I am thankful to be part of a Mennonite community. Although I live on the other side of the Cascade Mountains from my home congregation, Seattle Mennonite Church, it remains my community. When I moved to the Yakama Indian Reservation in 2006, I could not have imagined how we would continue to live, grow and work together across a distance of 175 miles.
As I have worked to negotiate my identity as a Native woman and a Mennonite, my Seattle church community has been there, publicly repudiating the Doctrine of Discovery and building land acknowledgment into every worship service.
This means a lot to me.
In 2014, I was part of forming the Anabaptist Dismantling the Doctrine of Discovery coalition (dofdmenno .org). The coalition is a network of Anabaptists from across the United States, and it quickly became my community.
These folks have sought God’s face with me through ambiguity and struggle, fellowship and healing. Despite differences in background, region, life experiences and understandings, we have journeyed together to discern faithfulness in difficult terrain.

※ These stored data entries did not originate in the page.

PR #741, opened 2026-05-08
feature: OSD for indicators

whynotofu:
1. Adds OSD for volume, microphone and brightness indicator on_scroll.
2. Adds mute on right click on volume and microphone indicators.
3. Refactors OSD so mute is not used for everything.
4. Fix for bug in AudioService where it misrepresents actual volume as 0 when muted.

### DIFF
--- a/src/app.rs
+++ b/src/app.rs
@@ -13,7 +13,7 @@ use crate::{
         media_player::MediaPlayer,
         notifications::Notifications,
         privacy::Privacy,
-        settings::{self, Settings, audio},
+        settings::{self, Settings},
         system_info::SystemInfo,
         tempo::Tempo,
         tray::TrayModule,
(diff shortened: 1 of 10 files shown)


MalpenZibo:
Wait!! Too many things in a single PR. 

> Adds OSD for volume, microphone, and brightness indicator on_scroll.

Why? I don't want to show the OSD during a user interaction with ashell. Doesn't make much sense IMO.

> Adds mute on right click on volume and microphone indicators.

In this way, the user cannot decide not to have an action on the right click

There are changes mixed with the audio/brightness step changes.

Please open dedicated PRs and discuss the changes before the implementation

whynotofu:
> There are changes mixed with the audio/brightness step changes.

Once audio/brightness step changes are merged I will rebase it.

> Why? I don't want to show the OSD during a user interaction with ashell. Doesn't make much sense IMO.

Try it, you gonna like!

>  In this way, the user cannot decide not to have an action on the right click

They can **not** right click. :smile: Really powerful! :smile:

Issue #317, opened 2025-11-17
Use ext-workspace-v1 protocol


jazzpi:
There is a [wayland-protocol for handling workspaces](https://gitlab.freedesktop.org/wayland/wayland-protocols/-/blob/main/staging/ext-workspace/ext-workspace-v1.xml). This is [supported by Hyprland](https://github.com/hyprwm/Hyprland/blob/4695f85829b73610975d04e694d46c04481e1b79/src/protocols/ExtWorkspace.hpp).

Using this instead of Hyprland's IPC/socket2 should make the workspaces module compatible with other compositors, while having the added benefit of exposing the `urgent` state (as far as I can tell, this is not available via the IPC at all and socket2 only exposes a "window requested `urgent` state" event, nothing for "window lost `urgent` state", let alone workspace-level `urgent` events).

PR #742, opened 2026-05-11
feat(workspaces): highlight workspaces with urgent windows

kiryl:
Plumbs a has_urgent flag through CompositorWorkspace and UiWorkspace and renders urgent workspaces with a danger-colored border (solid danger background when empty). Hidden urgent workspaces are widened so the highlight stays visible. Niri populates the flag from its workspace and window urgency state; Hyprland is left as a no-op for now (its IPC has no per-client urgent field, so it would need separate event tracking).

### DIFF
--- a/src/theme.rs
+++ b/src/theme.rs
@@ -624,6 +624,7 @@ impl AshellTheme {
     pub fn workspace_button_style(
         &self,
         is_empty: bool,
+        is_urgent: bool,
         colors: Option<Option<AppearanceColor>>,
     ) -> impl Fn(&Theme, Status) -> button::Style + use<> {
         let radius_lg = self.radius.lg;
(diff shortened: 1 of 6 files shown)


romanstingler:
just for tracking reasons
related to https://github.com/MalpenZibo/ashell/issues/317

src/theme.rs
```diff
@@ -654,18 +655,23 @@ impl AshellTheme {
...
+                    urgent_color
+                } else if is_empty {
                     theme.extended_palette().background.weak.color
                 } else {
                     bg_color
                 })),
                 border: Border {
-                    width: if is_empty { 1.0 } else { 0.0 },
-                    color: bg_color,
+                    width: if is_urgent || is_empty { 2.0 } else { 0.0 },
```
MalpenZibo: Why change the border width? Can you provide a screen with the two borders to make a comparison?

kiryl: 2026-05-28T22:33:34

It looks better to my eye. But, yeah, it is matter of taste. Want me to drop this? Or move to a separate commit?

MalpenZibo: If you can revert only the border size changes, I can merge the PR for the next release.

kiryl: Done.

PR #753, opened 2026-05-13
fix(tempo): swap temperature order to max/min in daily forecast

### LINKED ISSUE #737: Tempo order of temperature
@MalpenZibo 

All weather sites I know have the max temp first and the low temp second 

Image

we have it the other way round

Image

Question should we also do it like that ?

romanstingler:
Standard weather convention displays high temperature first
(max) followed by low temperature (min). The tempo module
was showing min/max order which is inconsistent with other
weather services.

closes https://github.com/MalpenZibo/ashell/issues/737

image


MalpenZibo (approved):
🚀

PR #754, opened 2026-05-13
Feat/Media Player Toolbar Cover

Gamanius:
Added support for displaying album cover art in the media player toolbar indicator.
Cover
CoverAndTitle
The following values have been added to the media player configuration field: 
| Value          | Description                                                                                                  |
| -------------- | ------------------------------------------------------------------------------------------------------------ |
| `Cover`        | Displays cover art when available; otherwise falls back to the media icon.                                   |
| `CoverAndTitle`| Displays cover art followed by the current title; if cover art is unavailable, falls back to icon and title. |

### DIFF
--- a/src/config.rs
+++ b/src/config.rs
@@ -627,6 +627,8 @@ pub enum MediaPlayerFormat {
     Icon,
     #[default]
     IconAndTitle,
+    Cover,
+    CoverAndTitle
 }
 
 #[derive(Deserialize, Clone, Debug)]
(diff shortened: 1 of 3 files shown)


MalpenZibo:
Looks like a very small image O.o I will try this feature after the next release to see how it works

MalpenZibo:
I decided to block this PR for now because with the current design, the cover art is way too small to make sense

PR #757, opened 2026-05-17
fix(hyprland): support Lua dispatch protocol on 0.55+ with Lua config

### LINKED ISSUE #751: workspace switch on hyprland doesn't do anything
Using `0.8.0` release, since hyprland's `0.55.0` release clicking on workspace buttons on bar doesn't do anything. 
Probably because of hyprland's recent changes

romanstingler:
Hyprland 0.55.0 switched to Lua config by default and changed the
dispatch protocol: `hyprctl dispatch` now expects Lua dispatcher calls
instead of the old `hyprlang format`. This broke workspace switching
and all other dispatches when a Lua config is active.

Detect the config provider via 'hyprctl status' (configProvider: lua
vs configProvider: hyprlang) and choose the appropriate dispatch
method:
- Lua config: use 'hyprctl eval' with `hl.dsp.*` Lua API
- Hyprlang config: use the original `Dispatch::call()` socket protocol

This maintains backward compatibility with Hyprland <=0.54.x and
0.55.x users still running hyprlang configs.

closes https://github.com/MalpenZibo/ashell/issues/751

### DIFF
--- a/src/services/compositor/hyprland.rs
+++ b/src/services/compositor/hyprland.rs
@@ -14,7 +14,22 @@ use itertools::Itertools;
 use std::sync::{Arc, RwLock};
 use tokio::sync::broadcast;
 
-pub async fn execute_command(cmd: CompositorCommand) -> Result<()> {
+/// Detect whether Hyprland is using Lua or hyprlang config.
+/// Checks `hyprctl status` for the `configProvider` field.
+/// Falls back to hyprlang (false) if detection fails.
+fn is_lua_config() -> bool {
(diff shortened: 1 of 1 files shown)


MalpenZibo (approved):
Code it's ok! I didn't test it because right now I don't have a machine with Hyprland 0.55. Does it work well?

romanstingler:
Yesterday, I switched from `.conf` to `.lua` config and using this branch works fine on my side.

```
❯ hyprctl status

configProvider: lua
backend: drm
```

What is the Doctrine of Discovery?
It describes the laws and policies in the United States and around the world that are in place to divide Indigenous peoples from their lands. These laws and policies are based on Christian doctrine — false doctrine, human beliefs that contradict God’s will. For example, the Great Commission has been used as a justification for traveling to foreign territories and claiming the lands and resources of non-Christians.
We all make assumptions about the world and who we are. Christians base many of our assumptions on ideas we learned in church.
Assumptions based on the Doctrine of Discovery hurt people, Indigenous people in particular.
Many of our families settled peacefully in North America. Yet most of us rarely acknowledge that the land we live on once belonged to people who were violently removed so that our ancestors could take their place.
Many of us have stories that describe us as God’s chosen people who, after many hardships, are finally able to prosper in a promised land.
The stories of those who were violently removed — including my own — are different from the stories others of us cherish.
In our Anabaptist communities, we should wrestle with what this means and how we are called to respond.
Laws and policies that made forced removal possible are still in force. The people displaced and dispossessed still live among us.
How do we respond? We engage in relationship with Indigenous communities living with the impact of the Doctrine of Discovery.
We are in relationship with the San Carlos Apache, who in the 1800s were forcibly removed from their ancestral land at Oak Flat — land in Arizona that is now claimed by the U.S. Forest Service.
Title to more than 2,000 acres at Oak Flat, cared for and used by the San Carlos Apache since time immemorial, was due to be transferred last month to an international mining company that will establish one of the largest copper mines in the United States, polluting and destroying this sacred site.
We are in relationship with Manuel May, a Mayan leader and activist struggling for self-determination in his community on the Yucatán Peninsula in Mexico. Genetically modified corn and soybeans grown by recent settlers, who happen to live in Mennonite colonies, threaten the livelihood and environment of his people. Government-sponsored economic development programs remove them from their homes, communities and access to livelihood, all as a result of having no land rights — a direct outcome of the Doctrine of Discovery.
I look forward to sharing what I have learned and experienced. I am seeking relationship and reconciliation, both interpersonally and systemically, as a follower of Jesus.